By default TotalValidatorAdapter will only wait a maximum of 1 minute for the CI application to complete a test, before returning a -1 status code. In some circumstances (for example: many broken links on a page) the test may take much longer than this. Meanwhile the CI application will continue to run the test blocking any further runTest() calls until it is completed.

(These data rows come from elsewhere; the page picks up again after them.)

Issue #5489, opened 2025-01-21
[Alpha Bug] Infinite re-renders when container content changes with delay


ckifer:
> I keep running into 
> `Maximum update depth exceeded. This can happen when a component repeatedly calls setState inside componentWillUpdate or componentDidUpdate. React limits the number of nested updates to prevent infinite loops.`
> not sure what's causing it. 
> 
> Is this a known issue? Else I would ttry to create a reproduction? 

 _Originally posted by @Makisuo in [#5445](https://github.com/recharts/recharts/issues/5445#issuecomment-2601061685)_

Referencing here as a new issue

 https://codesandbox.io/p/sandbox/line-chart-width-xaxis-padding-forked-6wvmkd

ckifer:
[@Makisuo](https://github.com/Makisuo) fixed in alpha 5

Issue #5445, opened 2025-01-11
3.0.0-beta.2 available for testing


PavelVanecek:
Hello everyone! We have released an alpha version `3.0.0-alpha.9`. In 3.0 we rewrote much of the state management, added 4000 unit and integration tests, and 220 visual regression tests.

Here is a migration guide: https://github.com/recharts/recharts/wiki/3.0-migration-guide

As of now we have fixed all the new 3.x bugs we are aware of, and we are ready for your feedback. Please feel free to try `recharts@alpha` in a test build and let us know how it went!

Edit: April 20, 2025 - `recharts@beta` up to date with `v3.0.0-beta.2` https://github.com/recharts/recharts/releases/tag/v3.0.0-beta.2
May 12 - beta.1 available
June 18 - beta.2 available

snelsi:
Do you still need to override `react-is` version to match `react`/`react-dom` in v3?

PavelVanecek:
We removed the need for react-is everywhere except Cell I think. So for using Cell, yes you still need a matching version. I'm not certain how it behaves when you don't use it - I will try it out.

My goal is to get rid of react-is completely but that will be another breaking change in the API. I will steer it towards the 4.0 version

PavelVanecek:
Ok so looking at the code more closely, it appears that these components are still using `react-is`:
- `Label`
- `LabelList`
- `Cell` (as a child in Bar, Funnel, Scatter, Pie, RadialBar)
- `Tooltip` (as a child of Sankey + Treemap)

So if you are not using any of these you should be fine without `react-is`.

I will continue removing react-is from everywhere except Cell - that one will require breaking change in an API so I will wait until 4.0 with that one.

philipplentzen:
@PavelVanecek I'm currently working on a project that requires the updated type defs from #5450. Is it possible to release a new alpha? Installing this project directly from GitHub doesn't work.

ckifer:
I'll release later today when I get a chance

ckifer:
alpha 3 published

Fefedu973:
Hey ! How can I install the beta versions in my project ?

ckifer:
@Fefedu973 
`npm i recharts@alpha -S`

or just replace your current recharts version with

"3.0.0-alpha.3"

Fefedu973:
Thanks !

Fefedu973:
Thanks !

Makisuo:
I keep running into 
[...]

PR #5492, opened 2025-01-22
Update hook dependencies

PavelVanecek:
## Description

I think I forgot this one when updating the container sizing. It was only a problem when the position changed but dimensions stayed the same which matches what we're seeing from the report. Unfortunately I couldn't figure out how to write a test for it.

## Related Issue

Fixes https://github.com/recharts/recharts/issues/5489

Originally reported in https://github.com/recharts/recharts/issues/5445#issuecomment-2601061685 so let's leave a reference too!


ckifer (approved):
Oh whaaaat, I totally tried this and it didn't work :o lol

Issue #5516, opened 2025-01-30
[Alpha Bug] Tooltips lose events and coordinates when a line chart is rendered lower on the page


gperl27:
I've encountered a bug where line chart tooltips seem to lose their state, position, or something seemingly internal when the chart is rendered further down on the page. The expectation is that the library should handle dynamic data sets and render at any place in the page regardless of its position This is a major blocker for my team in migrating us to use this library; it's also ideal for us to use 3.0 to meet certain UX requirements due to how flexible the components can be rendered vs 2.0.
 
I'm able to do a minimal reproduction found below. Any path forward or help would be amazing, thank you!

[Codesandbox here](https://codesandbox.io/p/sandbox/8hfjc5)

Developing on Firefox; using latest release of 3.0

ckifer:
Hi - thanks for the report. 3.0 is in alpha so things like this are expected and 3.0-alpha will include breaking changes until 3.0 is released. Just FYI.

Can you explain a bit more? Is this when the chart is rendered outside of the users current viewport?

ckifer:
I see the chart no matter what - can you post a screenshot or a video of what happens?

gperl27:
Ah, sorry about that. Please click the toggle button. The tooltips stop working when you do something like that.

ckifer:
Got it thanks, labelled as a bug

FYI @PavelVanecek

ckifer:
https://63da8268a0da9970db6992aa-caazrjvxcf.chromatic.com/?path=/story/examples-tooltip--recharts-alpha-tooltip-bug-5516-repro 

Added a reproduction to the storybook for easier debugging

PavelVanecek:
This is because https://developer.mozilla.org/en-US/docs/Web/API/Element/getBoundingClientRect is relative to the viewport which changes on scroll. Re-render forces recharts to read and persist getBoundingClientRect() which is why it's working before click - the chart remembers the last getBoundingClientRect from when the scroll was up at 0,0.

Mouse events come relative to 0,0 instead of viewport so we need to read offsetTop and offsetLeft instead of getBoundingClientRect. I will fix.

PR #5523, opened 2025-01-31
Use event.currentTarget instead of redux state

PavelVanecek:
## Description

Reading the dimensions from the event is more reliable than attempting to synchronize them to the state.

Now I wonder how this works with item-based tooltips, we should test that too.

## Related Issue

Fixes https://github.com/recharts/recharts/issues/5516

### DIFF
--- a/src/chart/generateCategoricalChart.tsx
+++ b/src/chart/generateCategoricalChart.tsx
@@ -23,6 +23,7 @@ import { ReportMainChartProps } from '../state/ReportMainChartProps';
 export interface MousePointer {
   pageX: number;
   pageY: number;
+  currentTarget: Pick<HTMLElement, 'offsetTop' | 'offsetLeft'>;
 }
 
 export interface ChartPointer {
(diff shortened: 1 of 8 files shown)


PavelVanecek:
Okay I added a story for Tooltip shared=false, it looks okay.

Now the `state.layout.offset` is completely unused. If you @ckifer verify that this PR works fine then I can remove that state, and one hook call with it.

ckifer (approved):

ckifer:
I'll test a bit later and confirm. Nice find!

ckifer:
This works as far as I can tell, though do we not need `offset` other places? I totally thought we did

PavelVanecek:
We use it in one of the storybooks and that's it.

ckifer:
I guess more importantly is it a potentially useful hook for others to have? I think I've seen offset used for custom positioning. 

But either way can't have this bug so it's probably fine to remove and we can deal with any requests for something similar later

PR #5530, opened 2025-02-02
Remove ref prop from XAxis, YAxis types

PavelVanecek:
## Description

We don't pass the ref anywhere anyway so let's remove it from the props too.

## Related Issue

Reported in https://github.com/recharts/recharts/issues/5445#issuecomment-2628711736


PavelVanecek:
@milessorce I couldn't reproduce the same problem with BarChart. If that still happens for you can you please share your code in codesandbox or a github example? Thanks!

milessorce:
> @milessorce I couldn't reproduce the same problem with BarChart. If that still happens for you can you please share your code in codesandbox or a github example? Thanks!

My mistake, it is `Bar` that has the issue, not `BarChart`.

ckifer (approved):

You can change the default maximum wait time, by passing a different value in the TotalValidatorAdapter constructor:

  TotalValidatorAdapter tvAdapter = new TotalValidatorAdapter(driver, defaultMaxWaitTime);
    OR
  TotalValidatorAdapter tvAdapter = new TotalValidatorAdapter(driver, port, defaultMaxWaitTime);

Where defaultMaxWaitTime is the java.time.Duration to wait. This must be between 1 second and 24 hours, or it will be ignored.

You can also override this on a test by test basis, by passing a Duration to the runTest() method:

  tvAdapter.runTest(TVAction.SEND_URL, maxWaitTime);
    OR
  tvAdapter.runTest(TVAction.SEND_URL, ciOptions, maxWaitTime);

Where maxWaitTime is the maximum time to wait for the CI application to complete the test.